● Data records

PR #26, opened 2022-11-17
Enhanced manufacturer detection and changed cooling present detection

rhammen:


custom_components/luxtronik/const.py
```diff
@@ -190,7 +190,7 @@ class LuxMode(Enum):
 
 
 # region Luxtronik Sensor ids
-LUX_SENSOR_DETECT_COOLING: Final = "calculations.ID_WEB_FreigabKuehl"
+LUX_SENSOR_DETECT_COOLING: Final = "parameters.ID_Sollwert_KuCft2_akt"
```
Kars-de-Jong, line 193: This is the cooling setpoint for mixer circuit 2. That is only valid if the function of mixer circuit 2 is set to "Cool".
Are you sure this value is 0 when no cooling option is installed? Because for instance on my system, the setting ID_Sollwert_KuCft1_akt (cooling setpoint for mixer circuit 1) is 19.0, and I don't have mixer 1 in my setup.

rhammen: Thanks for the proposed detection method, I agree this should work more reliable. 
I updated the code to implement the proposed detection method
In a similar way I added detecting of the Cooling Target temperature sensor

rhammen:
Updated the detection method based on the suggestion of @Kars-de-Jong

BenPru:
@Kars-de-Jong Is the newer version correct?
I have no cooling and I can't check it.

custom_components/luxtronik/__init__.py
```diff
@@ -145,6 +147,14 @@ def setup_internal(hass, data, conf):
         manufacturer=get_manufacturer_by_model(model),
         model=model,
     )
+    
+    MK1 = luxtronik.get_value('parameters.ID_Einst_MK1Typ_akt')
+    MK2 = luxtronik.get_value('parameters.ID_Einst_MK2Typ_akt')
+    MK3 = luxtronik.get_value('parameters.ID_Einst_MK3Typ_akt')
+    CoolingPresent = ((MK1 in [3,4]) | (MK2 in [3,4]) | (MK3 in [4]))
```
Kars-de-Jong, line 154: Magic numbers, I think you should define constants for these, or better, add support for these to the python-luxtronik library.

Kars-de-Jong: Also, create helper methods for this because this pattern is repeated for the detection of the setpoint parameter.

rhammen: Detection functions created in luxtronik_device.py

BenPru (approved):
Great work, thank you very much.

PR #33, opened 2022-11-21
Added Heat_output (Leistung Ist) to Sensors

Crashman1983:


custom_components/luxtronik/const.py
```diff
@@ -371,6 +372,17 @@ class LuxMkTypes(Enum):
...
         sensor_key="calculations.ID_WEB_WMZ_Seit",
     ),
+        LuxtronikSensorEntityDescription(
+        key="current_heat_output",
+        # name=f"{text_heat_amount_counter}",
+        icon="mdi:lightning-bolt-circle",
+        device_class=DEVICE_CLASS_ENERGY,
+        state_class=STATE_CLASS_MEASUREMENT,
+        unit_of_measurement=POWER_WATT,
+        #native_unit_of_measurement="W",
```
Kars-de-Jong, line 382: I believe Home Assistant sensors are supposed to only use `native_unit_of_measurement` these days.

custom_components/luxtronik/const.py
```diff
@@ -371,6 +372,17 @@ class LuxMkTypes(Enum):
         entity_category=EntityCategory.DIAGNOSTIC,
         sensor_key="calculations.ID_WEB_WMZ_Seit",
     ),
+        LuxtronikSensorEntityDescription(
+        key="current_heat_output",
+        # name=f"{text_heat_amount_counter}",
+        icon="mdi:lightning-bolt-circle",
+        device_class=DEVICE_CLASS_ENERGY,
```
Kars-de-Jong, line 379: This should be `DEVICE_CLASS_POWER`.

custom_components/luxtronik/sensor.py
```diff
@@ -300,6 +301,19 @@ async def async_setup_entry(
...
         ),
+        LuxtronikSensor(
+            hass,
+            luxtronik,
+            device_info,
+            sensor_key="calculations.Heat_Output",
+            unique_id="current_heat_output",
+            name=f"{text_current_heat_output}",
+            icon="mdi:lightning-bolt-circle",
+            device_class=DEVICE_CLASS_ENERGY,
```
Kars-de-Jong, line 312: This should be `DEVICE_CLASS_POWER`.

custom_components/luxtronik/sensor.py
```diff
@@ -300,6 +301,19 @@ async def async_setup_entry(
...
+            state_class=STATE_CLASS_MEASUREMENT,
+            unit_of_measurement=POWER_WATT,
```
Kars-de-Jong, line 314: Not sure whether this is needed, I think it is the default for `DEVICE_CLASS_POWER`.

custom_components/luxtronik/const.py
```diff
@@ -371,6 +372,17 @@ class LuxMkTypes(Enum):
         entity_category=EntityCategory.DIAGNOSTIC,
         sensor_key="calculations.ID_WEB_WMZ_Seit",
     ),
+        LuxtronikSensorEntityDescription(
+        key="current_heat_output",
+        # name=f"{text_heat_amount_counter}",
```
Kars-de-Jong, line 377: `name=f"{text_current_heat_output}"`, but it's commented out, doe we still have to add this for new sensors?

Kars-de-Jong (changes requested):
These files should not be committed, `.DS_Store` should be added to the `.gitignore` file:

`.DS_Store`

This will ignore it for all directories.

custom_components/luxtronik/const.py
Crashman1983: doesn't work and is commented out for other sensors as well.

Crashman1983:
All comments fixed, besides naming

custom_components/luxtronik/sensor.py
```diff
@@ -300,6 +301,19 @@ async def async_setup_entry(
             unit_of_measurement=ENERGY_KILO_WATT_HOUR,
             entity_category=EntityCategory.DIAGNOSTIC,
         ),
+        LuxtronikSensor(
```
BenPru, line 304: I prefer to check if the sensor is present. My value is always "None".
e.g.:
has_heat_output = luxtronik.get_value("calculations.Heat_Output") is not None
if has_heat_output:

Crashman1983: sorry, just copied the pattern from other sensors. Where should I place the "if"?

Crashman1983: Think I did it :-)

custom_components/luxtronik/const.py
Kars-de-Jong: OK, but the commented out text is wrong.

Kars-de-Jong (approved):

● Task to carry out
Set down the whole listing again. Keep every word as it is.

● Solution for this exercise
PR #26, opened 2022-11-17
Enhanced manufacturer detection and changed cooling present detection

rhammen:


custom_components/luxtronik/const.py
```diff
@@ -190,7 +190,7 @@ class LuxMode(Enum):
 
 
 # region Luxtronik Sensor ids
-LUX_SENSOR_DETECT_COOLING: Final = "calculations.ID_WEB_FreigabKuehl"
+LUX_SENSOR_DETECT_COOLING: Final = "parameters.ID_Sollwert_KuCft2_akt"
```
Kars-de-Jong, line 193: This is the cooling setpoint for mixer circuit 2. That is only valid if the function of mixer circuit 2 is set to "Cool".
Are you sure this value is 0 when no cooling option is installed? Because for instance on my system, the setting ID_Sollwert_KuCft1_akt (cooling setpoint for mixer circuit 1) is 19.0, and I don't have mixer 1 in my setup.

rhammen: Thanks for the proposed detection method, I agree this should work more reliable. 
I updated the code to implement the proposed detection method
In a similar way I added detecting of the Cooling Target temperature sensor

rhammen:
Updated the detection method based on the suggestion of @Kars-de-Jong

BenPru:
@Kars-de-Jong Is the newer version correct?
I have no cooling and I can't check it.

custom_components/luxtronik/__init__.py
```diff
@@ -145,6 +147,14 @@ def setup_internal(hass, data, conf):
         manufacturer=get_manufacturer_by_model(model),
         model=model,
     )
+    
+    MK1 = luxtronik.get_value('parameters.ID_Einst_MK1Typ_akt')
+    MK2 = luxtronik.get_value('parameters.ID_Einst_MK2Typ_akt')
+    MK3 = luxtronik.get_value('parameters.ID_Einst_MK3Typ_akt')
+    CoolingPresent = ((MK1 in [3,4]) | (MK2 in [3,4]) | (MK3 in [4]))
```
Kars-de-Jong, line 154: Magic numbers, I think you should define constants for these, or better, add support for these to the python-luxtronik library.

Kars-de-Jong: Also, create helper methods for this because this pattern is repeated for the detection of the setpoint parameter.

rhammen: Detection functions created in luxtronik_device.py

BenPru (approved):
Great work, thank you very much.

PR #33, opened 2022-11-21
Added Heat_output (Leistung Ist) to Sensors

Crashman1983:


custom_components/luxtronik/const.py
```diff
@@ -371,6 +372,17 @@ class LuxMkTypes(Enum):
...
         sensor_key="calculations.ID_WEB_WMZ_Seit",
     ),
+        LuxtronikSensorEntityDescription(
+        key="current_heat_output",
+        # name=f"{text_heat_amount_counter}",
+        icon="mdi:lightning-bolt-circle",
+        device_class=DEVICE_CLASS_ENERGY,
+        state_class=STATE_CLASS_MEASUREMENT,
+        unit_of_measurement=POWER_WATT,
+        #native_unit_of_measurement="W",
```
Kars-de-Jong, line 382: I believe Home Assistant sensors are supposed to only use `native_unit_of_measurement` these days.

custom_components/luxtronik/const.py
```diff
@@ -371,6 +372,17 @@ class LuxMkTypes(Enum):
         entity_category=EntityCategory.DIAGNOSTIC,
         sensor_key="calculations.ID_WEB_WMZ_Seit",
     ),
+        LuxtronikSensorEntityDescription(
+        key="current_heat_output",
+        # name=f"{text_heat_amount_counter}",
+        icon="mdi:lightning-bolt-circle",
+        device_class=DEVICE_CLASS_ENERGY,
```
Kars-de-Jong, line 379: This should be `DEVICE_CLASS_POWER`.

custom_components/luxtronik/sensor.py
```diff
@@ -300,6 +301,19 @@ async def async_setup_entry(
...
         ),
+        LuxtronikSensor(
+            hass,
+            luxtronik,
+            device_info,
+            sensor_key="calculations.Heat_Output",
+            unique_id="current_heat_output",
+            name=f"{text_current_heat_output}",
+            icon="mdi:lightning-bolt-circle",
+            device_class=DEVICE_CLASS_ENERGY,
```
Kars-de-Jong, line 312: This should be `DEVICE_CLASS_POWER`.

custom_components/luxtronik/sensor.py
```diff
@@ -300,6 +301,19 @@ async def async_setup_entry(
...
+            state_class=STATE_CLASS_MEASUREMENT,
+            unit_of_measurement=POWER_WATT,
```
Kars-de-Jong, line 314: Not sure whether this is needed, I think it is the default for `DEVICE_CLASS_POWER`.

custom_components/luxtronik/const.py
```diff
@@ -371,6 +372,17 @@ class LuxMkTypes(Enum):
         entity_category=EntityCategory.DIAGNOSTIC,
         sensor_key="calculations.ID_WEB_WMZ_Seit",
     ),
+        LuxtronikSensorEntityDescription(
+        key="current_heat_output",
+        # name=f"{text_heat_amount_counter}",
```
Kars-de-Jong, line 377: `name=f"{text_current_heat_output}"`, but it's commented out, doe we still have to add this for new sensors?

Kars-de-Jong (changes requested):
These files should not be committed, `.DS_Store` should be added to the `.gitignore` file:

`.DS_Store`

This will ignore it for all directories.

custom_components/luxtronik/const.py
Crashman1983: doesn't work and is commented out for other sensors as well.

Crashman1983:
All comments fixed, besides naming

custom_components/luxtronik/sensor.py
```diff
@@ -300,6 +301,19 @@ async def async_setup_entry(
             unit_of_measurement=ENERGY_KILO_WATT_HOUR,
             entity_category=EntityCategory.DIAGNOSTIC,
         ),
+        LuxtronikSensor(
```
BenPru, line 304: I prefer to check if the sensor is present. My value is always "None".
e.g.:
has_heat_output = luxtronik.get_value("calculations.Heat_Output") is not None
if has_heat_output:

Crashman1983: sorry, just copied the pattern from other sensors. Where should I place the "if"?

Crashman1983: Think I did it :-)

custom_components/luxtronik/const.py
Kars-de-Jong: OK, but the commented out text is wrong.

Kars-de-Jong (approved):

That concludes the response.